A large portion of the supercomputing code driving scientific research and engineering design is written by scientists who are not software professionals. NAG’s Andrew Jones writes that too much of our scientific code base lacks solid numerical software engineering foundations.
Someone remarked to me recently that the problem with scientific software is that most of it is written by amateurs. Harsh perhaps, but it got me thinking. The point behind the remark is that most of the software used for simulation in scientific research, especially on supercomputers, is written by scientists rather than by professional numerical software engineers. By implication, this state of affairs might be responsible for much of what some people see as the mess we are in with respect to assurance of results from the models and portable performance of the codes. The same argument might also be extended to engineering packages and data modeling.
Jones goes on to say that because our scientific code base lacks solid numerical software engineering foundations, it potentially puts correctness and performance at risk when major renovation or parallelization of the code is required. Read the Full Story.
This ZDNet article [http://www.zdnet.co.uk/news/it-strategy/2010/01/28/are-we-taking-supercomputing-code-seriously-40004192/] was originally written a year ago (and discussed at the time on InsideHPC [http://insidehpc.com/2010/01/31/andrews-corner-scientific-codes-and-their-creators/]).
The core point of the article is about finding the right balance of software engineering expertise in large scientific applications. Enough to trust the results but not over-engineered to swamp the science effort.
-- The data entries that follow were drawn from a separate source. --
PR #443, opened 2021-06-22
Heedls 459 usage stats report

JBsoftwire:
I think it's probably the case that the reports want to be in an expandable, 12 months is a lot.

image
image

### DIFF
--- a/DigitalLearningSolutions.Data/Helpers/DateHelper.cs
+++ b/DigitalLearningSolutions.Data/Helpers/DateHelper.cs
@@ -12,7 +12,12 @@
             var monthEnumerable = Enumerable.Range(startDate.Month, diffInMonths + 1);
 
             return monthEnumerable.Select(
-                m => ((m - 1) % 12 + 1, startDate.Year + (m - 1) / 12)
+                m =>
+                {
+                    var month = (m - 1) % 12 + 1;
+                    var yearsToAdd = (m - 1) / 12;
+                    return (month, startDate.Year + yearsToAdd);
+                }
             );
         }
     }
--- a/DigitalLearningSolutions.Data/Helpers/DateHelper.cs
+++ b/DigitalLearningSolutions.Data/Helpers/DateHelper.cs
@@ -1,0 +1,19 @@
+﻿namespace DigitalLearningSolutions.Web.Helpers
+{
+    using System;
+    using System.Collections.Generic;
+    using System.Linq;
+
+    public static class DateHelper
+    {
+        public static IEnumerable<(int Month, int Year)> GetMonthsAndYearsBetweenDates(DateTime startDate, DateTime endDate)
+        {
+            var diffInMonths = (endDate.Year - startDate.Year) * 12 + (endDate.Month - startDate.Month);
+            var monthEnumerable = Enumerable.Range(startDate.Month, diffInMonths + 1);
+
+            return monthEnumerable.Select(
+                m => ((m - 1) % 12 + 1, startDate.Year + (m - 1) / 12)
+            );
+        }
+    }
+}
--- a/DigitalLearningSolutions.Data/Services/ActivityService.cs
+++ b/DigitalLearningSolutions.Data/Services/ActivityService.cs
@@ -14,15 +14,17 @@
     public class ActivityService : IActivityService
     {
         private readonly IActivityDataService activityDataService;
+        private readonly IClockService clockService;
 
-        public ActivityService(IActivityDataService activityDataService)
+        public ActivityService(IActivityDataService activityDataService, IClockService clockService)
         {
             this.activityDataService = activityDataService;
+            this.clockService = clockService;
         }
 
         public IEnumerable<MonthOfActivity> GetRecentActivity(int centreId)
         {
-            var date = DateTime.Now;
+            var date = clockService.UtcNow;
             var currentYear = date.Year;
             var monthsToDate = Enumerable.Range(1, date.Month);
 
--- a/DigitalLearningSolutions.Data/Services/ActivityService.cs
+++ b/DigitalLearningSolutions.Data/Services/ActivityService.cs
@@ -1,4 +1,4 @@
-namespace DigitalLearningSolutions.Data.Services
+﻿namespace DigitalLearningSolutions.Data.Services
 {
     using System;
     using System.Collections.Generic;
@@ -26,12 +26,12 @@ namespace DigitalLearningSolutions.Data.Services
             var currentYear = date.Year;
             var monthsToDate = Enumerable.Range(1, date.Month);
 
-            var activity = activityDataService.GetActivityForMonthsInYear(currentYear, monthsToDate);
+            var activity = activityDataService.GetActivityForMonthsInYear(centreId, currentYear, monthsToDate);
 
             if (date.Month < 12)
             {
                 var monthsLastYear = Enumerable.Range(date.Month + 1, 12 - date.Month);
-                var lastYearActivity = activityDataService.GetActivityForMonthsInYear(currentYear - 1, monthsLastYear);
+                var lastYearActivity = activityDataService.GetActivityForMonthsInYear(centreId, currentYear - 1, monthsLastYear);
                 activity = activity.Concat(lastYearActivity);
             }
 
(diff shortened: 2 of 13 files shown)


DigitalLearningSolutions.Data/Services/ActivityService.cs
```diff
@@ -0,0 +1,43 @@
...
+        private readonly IActivityDataService activityDataService;
+        private readonly IClockService clockService;
+
+        public ActivityService(IActivityDataService activityDataService, IClockService clockService)
+        {
+            this.activityDataService = activityDataService;
+            this.clockService = clockService;
+        }
+
+        public IEnumerable<MonthOfActivity> GetRecentActivity(int centreId)
```
AlexJacksonDS, line 25: Given in the future we will be passing in some parameter from the filters, would it be worth setting this up so it can work with that and doing any default date logic that will be replaced where this is called?

DigitalLearningSolutions.Web/Controllers/TrackingSystem/Centre/Reports/ReportsController.cs
```diff
@@ -9,9 +11,23 @@
...
+        }
+
         public IActionResult Index()
         {
-            var model = new ReportsViewModel();
+            var centreId = User.GetCentreId();
+            var monthsOfActivity = activityService.GetRecentActivity(centreId);
+            var model = new ReportsViewModel
+            {
+                ActivityTableViewModel = new ActivityTableViewModel
```
AlexJacksonDS, line 26: Can we do this in the constructor instead?

DigitalLearningSolutions.Web/ViewModels/TrackingSystem/Centre/Reports/ReportsViewModel.cs
```diff
@@ -1,6 +1,34 @@
...
+    }
+
+    public class ActivityTableViewModel
+    {
+        public IEnumerable<ActivityTableRow> Rows { get; set; }
+    }
+
+    public class ActivityTableRow
+    {
+        private static string[] MonthNames = { "Jan", "Feb", "Mar", "Apr", "May", "Jun", "Jul", "Aug", "Sep", "Oct", "Nov", "Dec"};
```
AlexJacksonDS, line 19: I don't think this is used anywhere

DigitalLearningSolutions.Web/Views/TrackingSystem/Centre/Reports/_ActivityTable.cshtml
```diff
@@ -0,0 +1,40 @@
...
+        <th role="columnheader" class="" scope="col">
+          Registrations
+        </th>
+      </tr>
+    </thead>
+    <tbody class="nhsuk-table__body">
+    @foreach (var activityMonth in Model.Rows) {
+      <tr role="row" class="nhsuk-table__row">
+        <td role="cell" class="nhsuk-table__cell">
+          <span class="nhsuk-table-responsive__heading">Month </span>@activityMonth.Period
```
AlexJacksonDS, line 26: Should this be Period rather than Month to match the header

DigitalLearningSolutions.Web/Views/TrackingSystem/Centre/Reports/Index.cshtml
```diff
@@ -24,7 +24,8 @@
   </div>
 
   <div class="nhsuk-grid-column-three-quarters">
-    <h1 id="page-heading" class="nhsuk-heading-xl">Centre reports</h1>
+    <h1 id="page-heading" class="nhsuk-heading-xl">Reports</h1>
```
AlexJacksonDS, line 27: This was updated to be 'Centre reports' as part of HEEDLS-450

DigitalLearningSolutions.Web/Views/TrackingSystem/Centre/Reports/_ActivityTable.cshtml
```diff
@@ -0,0 +1,40 @@
...
+        </td>
+        <td role="cell" class="nhsuk-table__cell">
+          <span class="nhsuk-table-responsive__heading">Completions </span>@activityMonth.Completions
+        </td>
+        <td role="cell" class="nhsuk-table__cell">
+          <span class="nhsuk-table-responsive__heading">Evaluations </span>@activityMonth.Evaluations
+        </td>
+        <td role="cell" class="nhsuk-table__cell">
+          <span class="nhsuk-table-responsive__heading">Evaluations </span>@activityMonth.Registrations
```
AlexJacksonDS, line 35: And should this be Registrations?

AlexJacksonDS (changes requested):
A few things to change and a few questions

DigitalLearningSolutions.Data/Services/ActivityService.cs
JBsoftwire: I think the processing of the filter parameters is likely to be done in the service, so for the time being I'm inclined to leave it like this until the parameters are set up in the relevant ticket. It may not even use a DateTime object in the eventual implementation.

AlexJacksonDS: Fair enough, especially if it is not yet clear what the parameters will be.

AlexJacksonDS (approved):
Looks good now

DigitalLearningSolutions.Data/Services/ActivityService.cs
```diff
@@ -0,0 +1,64 @@
...
+                }
+            );
+            var monthsLastYear = Enumerable.Range(startTime.Month, 13 - startTime.Month).Select(
+                m => new MonthOfActivity
+                {
+                    Year = startTime.Year,
+                    Month = m
+                }
+            );
+
```
stellake, line 45: I think we should try and make this more generic and support creating monthly slots between any startTime & endTime. This could live in a separate helper, which we can use to grab slots that we can then map to the Usage stats data we need.

Maybe something like getting months between start date & end date and then creating an Enumerable.Range(startTime.Month, monthsBetweenDates) that we can then handle. (I'm assuming the default DateTime library has no ways of doing this). Or alternatively, we could keep adding 1 month until date > endDate?

DigitalLearningSolutions.Data/Services/ActivityService.cs
```diff
@@ -0,0 +1,64 @@
...
+                    month.Completions = monthData.Completions;
+                    month.Registrations = monthData.Registrations;
+                    month.Evaluations = monthData.Evaluations;
+                }
+            }
+
+            return months;
+        }
+
+        private IEnumerable<MonthOfActivity> GenerateBlankMonthsBetweenDates(DateTime startDate, DateTime endDate)
```
stellake, line 50: I think this is great, but I'd probably return a `IEnumerable<(int year, int month)>` from this method and pull it into a helper, where we can write very specific unit tests for this and reuse it in the future.

We could also do something like this above (a simple map to the object we need):
```
var monthSlots = DateTimeHelper.GenerateMonthSlots(..);
return monthSlots.Select(slot => {
  var monthlyUsageStats = ...
  return new MonthOfActivity(slot, monthlyUsageStats ) // Need to add a constructor
});
```

DigitalLearningSolutions.Data/Helpers/DateHelper.cs
```diff
@@ -0,0 +1,19 @@
...
+
+    public static class DateHelper
+    {
+        public static IEnumerable<(int Month, int Year)> GetMonthsAndYearsBetweenDates(DateTime startDate, DateTime endDate)
+        {
+            var diffInMonths = (endDate.Year - startDate.Year) * 12 + (endDate.Month - startDate.Month);
+            var monthEnumerable = Enumerable.Range(startDate.Month, diffInMonths + 1);
+
+            return monthEnumerable.Select(
+                m => ((m - 1) % 12 + 1, startDate.Year + (m - 1) / 12)
```
stellake, line 15: Minor, but it might be nice to pull these into var month and var yearsToAdd, e.g.
```
m => {
  var month = (m - 1) % 12 + 1;
  var yearsToAdd = (m - 1) / 12;
  return (month, startDate.Year + yearsToAdd);
}
```

stellake (approved):
Looks good - added a minor comment about readability but no need for a rereview 👍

It is interesting that it has re-surfaced a year later, when activities such as the European Exascale Software Initiative (EESI [http://www.eesi-project.eu]) are exploring the same issues of finding the right software engineering balance in the quest for viable exascale software.
Thanks, Andrew. I did not know about the previous post. Your ZDNet story was sent to me this weekend by someone who urged me to write about it.
As you say, scientists are not multi-discipline and are not expected to write wonderful programs. Attempting to convert scientific formulas to sometimes complex language constructs is not easy and the scientist may have to reduce the formulas to more basic mathematical components. Very often they do not have the time to do that or write the program and sometimes an external person at a college, university or working at home is utilised, providing the person is approved to have knowledge of the project or the specific formulas at all. Regarding the numerical software engineering foundations, a compiler, VM or run-time system often have a selectable facility to activate a difference reducing method to negate a large part of the effect of the calc excess or variance compulsorily fitted to the computing device and this method of introducing increases in accuracy of results can be user selected in some versions. Where it is not built-in to the software it can be manually coded in to a program by the author using popular methods like R.E.C, R.X.E, PLITAR or NITARCAL and some can be obtained as a collection of libraries from a national institution or on the internet (details can be supplied). Some of the libraries and code providing conformance to IEEE-854 and 754 standards are getting out of date as new or alternative computer types have been introduced in past years and the institution, ministry or department may not have commissioned them to be ported over to some computers and enumerators. Accuracy of results and producing something that is acceptable to the persons having oversight of the project is paramount in being able to justify the continuing of a project and the necessary financing of it in order to satisfy the commissioning body.
We cannot afford to continue to allow amateurs to write computationally intensive scientific codes. They are part of the reason we are not getting to efficient terascale computing much less peta and exa.